A custódia compartilhada é muito rara na Espanha e somente foi prevista de forma “excepcional” em mudanças no Código Civil em 2005. É a primeira vez que o Judiciário espanhol impõe uma custódia compartilhada desta forma, sem acordo entre os pais.
O promotor tinha proposto que a custódia fosse dividida por semana. Mas o tribunal optou por outra solução. Segundas e terças, as crianças ficam com a mãe e as quartas e quintas, com o pai. Durante as sextas e finais de semana, os filhos ficam de forma alternada com os pais. O juiz afirmou que esta medida é a mais apropriada já que a escola dos meninos fica a uma distância intermediária entre as duas casas.
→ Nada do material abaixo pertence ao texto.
PR #1012, opened 2016-08-04
Rebuild all example HLSL shaders

msiglreith:
Rerun the `compile.cmd` for all examples and equalized/fixed the compile scripts.

This should fix the `cube` example as mentioned in #1008. Also tested the `triangle` example to avoid regression (nothing changed).


kvark:
Awesome, thank you!
@homu r+

PR #1013, opened 2016-08-08
Fix incorrect time in performance example

Mattbazooka:
Changed duration_to_f64 to duration_to_ms, which fixes the displayed time for gfx option.


kvark:
Thanks!
@homu r+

A sentença encerra um caso que primeiro deixou a custódia para o pai por 13 meses e depois com a mãe por 2 anos.
“Esta hipótese ocorrida na Espanha pode sim acontecer no Brasil, uma vez que não há nada na lei que a proíba. Ocorre que é muito improvável, uma vez que dificilmente o judiciário opta por este tipo de solução, principalmente contrária a vontade de ambas as partes. A guarda compartilhada ainda é vista com muito preconceito pelo judiciário brasileiro e os advogados têm muito receio de pleiteá-la nos tribunais, em virtude da recusa dos juizes”, diz o advogado Luis Otavio Furquim, especialista em família.
Na opinião dele, a situação esta mudando. Entre juizes, promotores e advogados, há um debate discutindo uma maneira mais adequada de se cuidar dos filhos numa separação.